PR #2746, opened 2019-04-29
Splits the Lists table population in 500 items batches

### LINKED ISSUE #2743: 9.3.2 RC0 timeout during clean installation
## Description of bug
During clean installation, sql scripts still timeout on less than basic servers.

## Steps to reproduce
Try to do a clean 9.3.2 RC0 install, notice timeout error

## Current result
I got a timeout in the DotNetNuke.Data.SqlDataProvider in the section where it tries to insert more than 5000 rows in the Lists table.

## Expected result
Installation should run fine

## Error log
Huge error log, but basically a timeout during creation of the data that goes into the Lists table for the countries and regions (more than 5000 records in one go).

## Additional context
This is on a not so low spec server, dual xeon physical server, 2 sockets x 8 cores, 16 GB RAM about half used. raid5 array of spinners, not near full at all. There was already a PR for adding more GO statetements on some sql scripts, maybe we also need more here, maybe run this part in two 2500 rows batches (cut it in half)...

## Affected version

* [x] 9.3.2
* [ ] 9.3.1
* [ ] 9.2.2
* [ ] 9.2.1
* [ ] 9.2
* [ ] 9.1.1
* [ ] 9.1
* [ ] 9.0

## Affected browser
Not browser related

valadas:
Closes #2743 

## Summary
This PR splits the creation of rows in the Lists table into 500 item batches intead of a single bath with more than 5000 lines. This is to prevent a timeout issue during installation on some environments.


valadas:
I did not test the syntax change but went for the minimal change that fixed the issue. I am not sure on support for the other syntax on various SQL server versions so wanted to avoid introducing that change in a bug fix release that is already in RC stage. SQL server script generation looks more like the current syntax except it generates a go in each line and has hardcoded values instead of variables.

mitchelsellers:
Fair enough.  @ohine any thoughts

valadas:
Just let me know if you want me to test other solutions on that same machine since I have a good testbed to reproduce. Make scare with the other solution was that it may not work everywhere (azure SQL, old versions of SQL server, etc.) Which I don't have a good testbed for.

+--

ASSIGNMENT —
All that is wanted is an exact copy of the lines above from the one with "## Steps to reproduce" through the one with "Huge error log, but", with both ends included.

SOLUTION FOR THIS PROBLEM —
## Steps to reproduce
Try to do a clean 9.3.2 RC0 install, notice timeout error

## Current result
I got a timeout in the DotNetNuke.Data.SqlDataProvider in the section where it tries to insert more than 5000 rows in the Lists table.

## Expected result
Installation should run fine

## Error log
Huge error log, but basically a timeout during creation of the data that goes into the Lists table for the countries and regions (more than 5000 records in one go).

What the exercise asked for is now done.